Никакие объяснения не утоляли моих подозрений, но лишали их права расправить плечи под солнцем реальности. Огромные, коричнево-серые, то нелепые, то жуткие, они клубились сразу за ее границами.
Конечно, я мог черпать наблюдения, так сказать, из самой Дарьи Игнатовны. Река ее души ежедневно была передо мной, и я почти ежедневно в нее входил. Но любому понятно, что в этих делах самый короткий путь есть и самый невозможный. Лучше уж в обход, от одного подозрительного факта к другому, так есть шанс зайти, в тыл предательству. Зачем? — это другой разговор.

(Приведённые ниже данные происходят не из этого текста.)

PR #852, opened 2024-01-02
fix(MiscDrivers): MSDK-1240: Clear out of bounds warnings seen with GCC v13.2

ahmetalincak:
### Description

GCC 13.2 warning clearance for tft_ssd2119.c

In the latest compiler version, the array bounds warnings appear. This was an internal issue and I tried building MAX78000 kws20_demo example and saw warnings myself. 

The changes are in:
1. MXC_TFT_Init function: Optional and tested for both GCC Versions (10.3 and 13.2) on MAX78000 kws20_demo.
2. MXC_TFT_Printf function: This one works incorrect when using GCC v13.2 - so should be merged. Tested with MAX32662 Demo Example.

### DIFF
--- a/Libraries/MiscDrivers/Display/tft_ssd2119.c
+++ b/Libraries/MiscDrivers/Display/tft_ssd2119.c
@@ -118,8 +118,8 @@ typedef struct {
 
 #pragma pack()
 
-extern Header_images_t _bin_start_; // binary start address, defined in linker file
-extern unsigned int _bin_end_; // binary end address, defined in linker file
+extern unsigned char _bin_start_[]; // binary start address, defined in linker file
+extern unsigned char _bin_end_; // binary end address, defined in linker file
 static unsigned char *images_start_addr = NULL;
 static Header_images_t images_header;
 
@@ -927,10 +927,10 @@ int MXC_TFT_Init(void)
     memset(&images_header, 0, sizeof(Header_images_t));
 
     // Is there any image data to work with?
-    if ((unsigned int *)&_bin_start_ != (unsigned int *)&_bin_end_) {
-        images_start_addr = (unsigned char *)&_bin_start_;
+    if (_bin_start_ != &_bin_end_) {
+        images_start_addr = _bin_start_;
         // set header
-        images_header = *((Header_images_t *)&_bin_start_);
+        memcpy(&images_header, images_start_addr, sizeof(Header_images_t));
     }
 
     /*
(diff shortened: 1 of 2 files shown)


Libraries/MiscDrivers/Display/tft_ssd2119.c
```diff
@@ -926,10 +927,10 @@ int MXC_TFT_Init(void)
     memset(&images_header, 0, sizeof(Header_images_t));
 
     // Is there any image data to work with?
-    if (_bin_start_ != _bin_end_) {
+    if ((unsigned int *)&_bin_start_ != (unsigned int *)&_bin_end_) {
```
rotx-maxim, line 930: Is this cast necessary, or should this reference the first field (unsigned int offset2info_palatte) of Header_images_t instead?

Libraries/MiscDrivers/Display/tft_ssd2119.c
```diff
@@ -926,10 +927,10 @@ int MXC_TFT_Init(void)
...
         images_start_addr = (unsigned char *)&_bin_start_;
         // set header
-        memcpy(&images_header, images_start_addr, sizeof(Header_images_t));
+        images_header = *((Header_images_t *)&_bin_start_);
```
rotx-maxim, line 933: Why is this cast needed?

Libraries/MiscDrivers/Display/tft_ssd2119.c
ahmetalincak: Casting is for readability purposes only. We're checking if any data inserted in this specific block.

Libraries/MiscDrivers/Display/tft_ssd2119.c
ahmetalincak: GCC 13.2 wants to be informed about the memory address is enough for the related memcopy. We're giving a struct type pointer which we claim it will not overflow with the memory copying. Actually *(&_bin_start_) is enough but I added (Header_images_t *) casting for readability.

Libraries/MiscDrivers/Display/tft_ssd2119.c
rotx-maxim: These casts are the opposite of "readable" and like any cast in C, carry the risk of mis-aligned accesses and access to unallocated memories.

Libraries/MiscDrivers/Display/tft_ssd2119.c
rotx-maxim: This does not add to readability, it reduces readability and adds the possibility of mis-aligned access, and access to unallocated memories, and incompatible data structures.
This should be
images_header = _bin_start_;

rotx-maxim (changes requested):
Improve casts

rotx-maxim (approved):

Jake-Carter (approved):
Thanks @ahmetalincak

Между тем в городе расположилась длинная нечистоплотная весна. Сколько всего забытого, ненужного, отвергнутого, мертвого высвободилось из-под снега. Отвратительная откровенность всеобщего воскресения вещей.
Особенно запахи… Один из них, нашатырно-неуловимый, совместился в моем сознании с коричневатой тенью подозрения, и мой тайный кошмар приобрел объем.
Высокий усатый парень в богатом кожаном костюме, улыбаясь, выбирается из белых «жигулей».
Рыжеволосый шведский аспирант в полосатом шарфе и огромных желтых ботинках потягивает пиво из яркой жестянки.
Крепыш в смокинге отсчитывает зеленые кредитки угодливо подобравшемуся официанту.
Перебирая эти неоригинальные олеографические открытки своего воображения, я начинал нервничать. Неопределенность была непреодолима. Любая решительная линия, любое однозначное цветовое пятно вызывали реакцию отторжения, доходящую до рвоты.
Иногда лоте все же казалось, что я ухватил за кончик самого длинного хвоста смертельно опасную для меня истину. Попивая пиво с Жевакиным в железной теплушке, я ни с того ни с сего вспомнил о своем единственном официальном визите в дом Игната Севериновича и краткой своей дружбе с Дашиным мужем. Все началось с достаточно безумной мысли, а не привлечь ли парня каким-нибудь образом вдело. Может, написать ему анонимное письмо — ваша супруга вам неверна. Он начинает следить со своей стороны… Как я мог быть уверенным, что он поймает обязательно не меня?